Start of Excerpted records
PR #3717, opened 2024-05-11
Fix vector_space(K, polynomials)

fingolfin:
The `preimage` function this provided was buggy; it failed when the number of monomials involved exceeded the number of polynomials. The new tests catch this.

Also add a rudimentary doc string, and refactor the code to use exponent vectors instead of "monomials".

@Lax202 that should fix the case you had trouble with

### DIFF
--- a/src/Rings/mpoly-graded.jl
+++ b/src/Rings/mpoly-graded.jl
@@ -1348,9 +1348,9 @@ end
 
 
 @doc raw"""
-  vector_space(K::Field, polys::Vector{T}; target = nothing) where {T <:M PolyRingElem}
+  vector_space(K::Field, polys::Vector{T}; target = nothing) where {T <: MPolyRingElem}
 
-Return a K-vector space `V` and an epimorphism from `V` onto the K-vector
+Return a `K`-vector space `V` and an epimorphism from `V` onto the `K`-vector
 space spanned by the polynomials in `polys`.
 
 Note that all polynomials must have the same parent `R`, and `K` must be equal
--- a/src/Rings/mpoly-graded.jl
+++ b/src/Rings/mpoly-graded.jl
@@ -1346,61 +1346,103 @@ function homogeneous_component(R::MPolyDecRing, g::IntegerUnion)
   return homogeneous_component(R, grading_group(R)([g]))
 end
 
-function vector_space(K::AbstractAlgebra.Field, e::Vector{T}; target = nothing) where {T <:MPolyRingElem}
+
+@doc raw"""
+  vector_space(K::Field, polys::Vector{T}; target = nothing) where {T <:M PolyRingElem}
+
+Return a K-vector space `V` and an epimorphism from `V` onto the K-vector
+space spanned by the polynomials in `polys`.
+
+Note that all polynomials must have the same parent `R`, and `K` must be equal
+to `base_ring(R)`. The optional keyword argument `target` can be used to
+specify `R` when `polys` is empty.
+
+```jldoctest
+julia> R, (x, y, z) = polynomial_ring(QQ, ["x", "y", "z"]);
+
+julia> polys = [x + y, x - y, 2x + 3y];
+
+julia> V, VtoPoly = vector_space(QQ, polys)
+(Vector space of dimension 3 over QQ, Map: V -> R)
+
+julia> VtoPoly.(basis(V))
+3-element Vector{QQMPolyRingElem}:
+ x
+ y
+ 0
+```
+"""
+function vector_space(K::Field, polys::Vector{T}; target = nothing) where {T <: MPolyRingElem}
   local R
-  if length(e) == 0
+  if length(polys) == 0
     R = target
     @assert R !== nothing
   else
-    R = parent(e[1])
+    R = parent(polys[1])
+    @assert target === nothing || target === R
   end
   @assert base_ring(R) == K
-  mon = Dict{elem_type(R), Int}()
-  mon_idx = Vector{elem_type(R)}()
+  expvec = Dict{Vector{Int}, Int}()
+  expvec_idx = Vector{Vector{Int}}()
   M = sparse_matrix(K)
-  last_pos = 1
-  for i = e
+  
+  # take polynomials and turn them into sparse row vectors
+  for f in polys
     pos = Vector{Int}()
     val = Vector{elem_type(K)}()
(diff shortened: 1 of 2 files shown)


src/Rings/mpoly-graded.jl
```diff
@@ -1346,61 +1346,103 @@ function homogeneous_component(R::MPolyDecRing, g::IntegerUnion)
   return homogeneous_component(R, grading_group(R)([g]))
 end
 
-function vector_space(K::AbstractAlgebra.Field, e::Vector{T}; target = nothing) where {T <:MPolyRingElem}
+
+@doc raw"""
+  vector_space(K::Field, polys::Vector{T}; target = nothing) where {T <:M PolyRingElem}
```
joschmitt:
```suggestion
  vector_space(K::Field, polys::Vector{T}; target = nothing) where {T <: MPolyRingElem}
```

src/Rings/mpoly-graded.jl
```diff
@@ -1346,61 +1346,103 @@ function homogeneous_component(R::MPolyDecRing, g::IntegerUnion)
...
+
+Return a K-vector space `V` and an epimorphism from `V` onto the K-vector
```
joschmitt:
```suggestion
Return a `K`-vector space `V` and an epimorphism from `V` onto the `K`-vector
```

src/Rings/mpoly-graded.jl
```diff
@@ -1346,61 +1346,103 @@ function homogeneous_component(R::MPolyDecRing, g::IntegerUnion)
...
+  # row reduce
   rref!(M)
 
+  # turn the reduced sparse rows back into polynomials
   b = Vector{elem_type(R)}()
-  for i=1:nrows(M)
-    s = zero(e[1])
-    for (k,v) = M[i]
-      s += v*mon_idx[k]
+  for i in 1:nrows(M)
```
joschmitt, line 1409: Is there a reason to not just go till `rank(M)` (which `rref!` returns)? Or is it necessary that the dimension of the vector space is the number of polynomials?

src/Rings/mpoly-graded.jl
```diff
@@ -1346,61 +1346,103 @@ function homogeneous_component(R::MPolyDecRing, g::IntegerUnion)
...
-function vector_space(K::AbstractAlgebra.Field, e::Vector{T}; target = nothing) where {T <:MPolyRingElem}
+
+@doc raw"""
+  vector_space(K::Field, polys::Vector{T}; target = nothing) where {T <: MPolyRingElem}
+
+Return a `K`-vector space `V` and an epimorphism from `V` onto the `K`-vector
+space spanned by the polynomials in `polys`.
+
+Note that all polynomials must have the same parent `R`, and `K` must be equal
+to `base_ring(R)`. The optional keyword argument `target` can be used to
```
fingolfin, line 1357: Given this requirement on `K`, I wonder why we even have it as function argument? Perhaps we should at least make it optional?

Thoughts @thofma @fieker ?

src/Rings/mpoly-graded.jl
fingolfin: I tried to not change the semantics of this function, and if I understand you right, that change would (and then also the docstring would have to be updated).

What @Lax202 really needs the code for is to get the space of all linear combinations of the given polynomials that equal zero, i.e. the kernel of the morphismus return here (only we can't get it directly, we have to jump through some hoops). I believe the work required for that is identical in either case, so from that perspective I wouldn't mind changing to `rank(M)` here. But other code might be affected, and so while I generally support the idea, I wouldn't want to try it in this PR, as it might be opening a can of worms...

joschmitt: I have no stakes in this. I'm just wondering: For example, in the doctest the vector space is of dimension 3, but the last basis element maps to 0, so why not make it dimension 2?
That it always has been like this, is of course a good argument :)

(I can also try it out once this pull request is merged and see how much breaks.)

src/Rings/mpoly-graded.jl
joschmitt: This goes for some other `vector_space` methods as well:
```
vector_space(K::Field, e::Vector{T}; target) where T<:MPolyRingElem @ Oscar ~/.julia/dev/Oscar/src/Rings/mpoly-graded.jl:1349
vector_space(K::Field, Q::MPolyQuoRing) @ Oscar ~/.julia/dev/Oscar/src/Rings/MPolyQuo.jl:1272
vector_space(kk::Field, W::Oscar.MPolyQuoLocRing{<:Field, <:FieldElem, <:MPolyRing, <:MPolyRingElem, <:Oscar.MPolyComplementOfKPointIdeal}; ordering) @ Oscar ~/.julia/dev/Oscar/src/Rings/mpolyquo-localizations.jl:2203
vector_space(kk::Field, W::Oscar.MPolyQuoLocRing; ordering) @ Oscar ~/.julia/dev/Oscar/src/Rings/mpolyquo-localizations.jl:2184
```

src/Rings/mpoly-graded.jl
fingolfin: Yeah I agree with you, and am happy to have this changed -- just please not in this PR, so it can be merged sooner rather than later :-)

joschmitt (approved):
The remaining question could also be resolved separately.

src/Rings/mpoly-graded.jl
thofma: It construct a vector space and a map to the polynomial ring. If there are no polynomials, the polynomial ring (target of the map) must be supplied.

thofma (commented):
The code makes sense to me. Not sure if this accounts for much, since I never touched this method :). But if @joschmitt is happy, I am happy.

src/Rings/mpoly-graded.jl
fingolfin: indeed, and that's why we have the `target` KW argument. But even in that scenario we don't need `K` -- after all we have this in the code: `@assert base_ring(R) == K` (where `R` is either `target` or else `parent(polys[1])`)

fingolfin:
@thofma ah I saw your name attached to the code in `tig blame` but that was a red herring from some global refactoring commits -- sorry! The true author of the code seems to be @fieker

src/Rings/mpoly-graded.jl
thofma: Ah oops, I misunderstood, you are right.

joschmitt:
I added a backport label because this constitutes a bugfix. If this gets backported, then #3727 should also be backported.

PR #3723, opened 2024-05-13
Upgrade Schemes to new experimental structure

lgoettgens:
Since we currently only have one small PR editing `experimental/Schemes/`, I took the opportunity to upgrade its source part to the new experimental structure. Moving tests and docs is a topic for the future, but will be easier as it is less disruptive.
To not create any conflicts with https://github.com/oscar-system/Oscar.jl/pull/3639, I did not move the two edited files for now. This can be done in a future PR.
Furthermore, this re-upgrades FTheoryTools again to the new structure. (cc @HechtiDerLachs)


HechtiDerLachs (approved):
Fine with me, thx for the effort.

HereAround (approved):
Thank you @lgoettgens . I like this change!

afkafkafk13 (approved):
Thank you for cleaning this up. 

(By the way: The PR currently blocking ResolutionStructure.jl and BlowupMorphism.jl is nearly ready for merging.)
End of Excerpted records
__Aim of the exercise__.
A verbatim transcription is needed of the lines above, starting at the line with "-1348,9 +1348,9 @@ end" and ending at the line with "-Return a K-vector", both included, and of nothing else.

__Exercise solution__.
@@ -1348,9 +1348,9 @@ end
 
 
 @doc raw"""
-  vector_space(K::Field, polys::Vector{T}; target = nothing) where {T <:M PolyRingElem}
+  vector_space(K::Field, polys::Vector{T}; target = nothing) where {T <: MPolyRingElem}
 
-Return a K-vector space `V` and an epimorphism from `V` onto the K-vector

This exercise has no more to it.